PR #918, opened 2023-09-13
SONARIAC-729 S6573 shouldn't raise on patterns in Bash case statement

petertrr:


iac-extensions/docker/src/main/java/org/sonar/iac/docker/checks/ShellExpansionsInCommandCheck.java
```diff
@@ -76,10 +79,17 @@ private static boolean contains(List<ArgumentResolution> argumentResolutions, St
     return false;
   }
 
-  private static boolean isCompliantExceptionCommand(List<ArgumentResolution> argumentResolutions) {
-    if (argumentResolutions.size() < 2) {
+  private static boolean isCompliantExceptionCommand(List<ArgumentResolution> argumentResolutionsBeforeWildcard) {
+    // Even exception commands are not allowed to have wildcard as a first argument
+    // So we need to check if one of the compliant commands is somewhere before wildcard but not immediately before
```
mstachniuk, line 84: Maybe it will be good to add some example here?

mstachniuk (approved):

iac-extensions/docker/src/main/java/org/sonar/iac/docker/checks/ShellExpansionsInCommandCheck.java
petertrr: Added and also adjusted logic a bit, as I understood while writing an example that `echo -n *` should also be non-compliant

TASK INSTRUCTIONS:
The entries are to be transcribed exactly, each line in full.

ANSWER SPACE:
PR #918, opened 2023-09-13
SONARIAC-729 S6573 shouldn't raise on patterns in Bash case statement

petertrr:


iac-extensions/docker/src/main/java/org/sonar/iac/docker/checks/ShellExpansionsInCommandCheck.java
```diff
@@ -76,10 +79,17 @@ private static boolean contains(List<ArgumentResolution> argumentResolutions, St
     return false;
   }
 
-  private static boolean isCompliantExceptionCommand(List<ArgumentResolution> argumentResolutions) {
-    if (argumentResolutions.size() < 2) {
+  private static boolean isCompliantExceptionCommand(List<ArgumentResolution> argumentResolutionsBeforeWildcard) {
+    // Even exception commands are not allowed to have wildcard as a first argument
+    // So we need to check if one of the compliant commands is somewhere before wildcard but not immediately before
```
mstachniuk, line 84: Maybe it will be good to add some example here?

mstachniuk (approved):

iac-extensions/docker/src/main/java/org/sonar/iac/docker/checks/ShellExpansionsInCommandCheck.java
petertrr: Added and also adjusted logic a bit, as I understood while writing an example that `echo -n *` should also be non-compliant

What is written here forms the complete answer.